_About this exercise_
Among the records, find the lines that hold the string "framework" and return them.

_Records shown_
PR #348, opened 2015-12-15
Remove all the samples since they have been moved to a dedicated repo

liaxim:
https://github.com/gearvrf/GearVRf-Demos

Next step is to actually remove them from the history and
reduce the repo size.


liaxim:
@thomasflynn can I merge this?

PR #548, opened 2016-05-09
GVRView should support unregister view from activity.

xdestiny110:
GearVRf-DCO-1.0-Signed-off-by: Youwen Zhuang
<bitzyw@126.com>


liaxim:
I see.. We automatically register the view but then we do not unregister automatically. When do you need to unregister? Do you think we can hide this in a finalizer so we can do it behind the scenes? Thanks.

xdestiny110:
Sometimes I need to create GVRView dynamically so I need a unregister to avoid memory leak.
In android framework, it supply unregister method rather than hiding it in a finalizer. So I think exposing interfaces to user is proper.

liaxim:
Actually this is probably the only way considering that the mRenderableViewGroup in GVRActivity holds a strong reference. Never mind my suggestion.

Still, how about updating the Javadoc to let people know that they need to use GVRActivity.unregisterView to get rid of the views they no longer need? We have the API already in place but it is not clearly communicated to what it applies and when to use it. I am not sure why we need to expose this API in the views in addition to GVRActivity.

xdestiny110:
Maybe you are right. But there is another thing that puzzled me. In GVRTextView, `context` register the `mTextViewContainer`. How can I unregister `mTextViewContainer` out of GVRTextView?

liaxim:
You need to have a reference to your GVRActivity-derived class. For example GVRContext.getActivity gives you that. Once you have it you can call GVRActivity.unregisterView. How does that sound?

xdestiny110:
Well, maybe I didn't catch your idea because of my pool English. Indeed, `GVRActivity.unregisterView` satisfies my demand so my commits is unnecessary. Thank you for your illustration.
By the way, maybe 'GVRTextView' should expose his member `mTextViewContainer` so that user can unregister it?

PR #549, opened 2016-05-10
Better error message for phones without rotation sensor

NolaDonato:
Phones without a rotation sensor (like the Droid) will crash cryptically when asked to run a GearVRF application. I added a more descriptive error message that indicates why the app is crashing. I know it would be better to actually implement sensor fusion on such phones but this is a lot of work.


NolaDonato:
fixed my master branch back up.  will do a new pull request without all these other commits.

PR #550, opened 2016-05-10
Adding a log message if we do not have a rotation sensor.

NolaDonato:
Adding a log message to indicate we do not have a rotation sensor to work.

GearVRf-DCO-1.0-Signed-off-by: Nola Donato
nola.donato@samsung.com


liaxim:
Looks good to me.

PR #554, opened 2016-05-10
Add simulated head position data

mkeblx:
Noticed it was missing. Using the OVR head model. Matches standard Oculus Unity integration/plugin where enabled by default so think makes sense to do the same.

Test: readily apparent in a sample with near field objects. (Or stop by.)

Minor, but could rename head_rotation_provider.h/cpp to head_pose_provider.h/cpp to be more accurate.

Signed-off-by: m.blix <m.blix@samsung.com>

### DIFF
--- a/GVRf/Framework/framework/src/main/jni/objects/components/camera_rig.cpp
+++ b/GVRf/Framework/framework/src/main/jni/objects/components/camera_rig.cpp
@@ -191,6 +191,11 @@ void CameraRig::setRotation(const glm::quat& transform_rotation) {
     }
 }
 
+void CameraRig::setPosition(const glm::vec3& transform_position) {
+	Transform* transform = getHeadTransform();
+	transform->set_position(transform_position);
+}
+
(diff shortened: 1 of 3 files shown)


thomasflynn:
@danke-sra, please review.  thanks.

danke-sra:
@mkeblx We have a head-model implementation in place. Do you think we can use that one instead of the head pose provided by Oculus?

In the current change, it looks like both our head model and Oculus head model are applied. Our head model holds the CameraRig and already handles the position. However, we can review it too.

mkeblx:
@danke-sra Interesting, I can notice no head model in effect, only seeing rotating around center-eye point. It should be quite noticeable when looking for it.

I see now head-model-parms in VR app settings XML, but could not see effect when setting to various values.

danke-sra:
It may be broken due to other changes. I plan to check it today or tomorrow.

danke-sra:
Sorry I just got a chance to look at this. The code looks good. +1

_Problem solution_
In android framework, it supply unregister method rather than hiding it in a finalizer. So I think exposing interfaces to user is proper.
--- a/GVRf/Framework/framework/src/main/jni/objects/components/camera_rig.cpp
+++ b/GVRf/Framework/framework/src/main/jni/objects/components/camera_rig.cpp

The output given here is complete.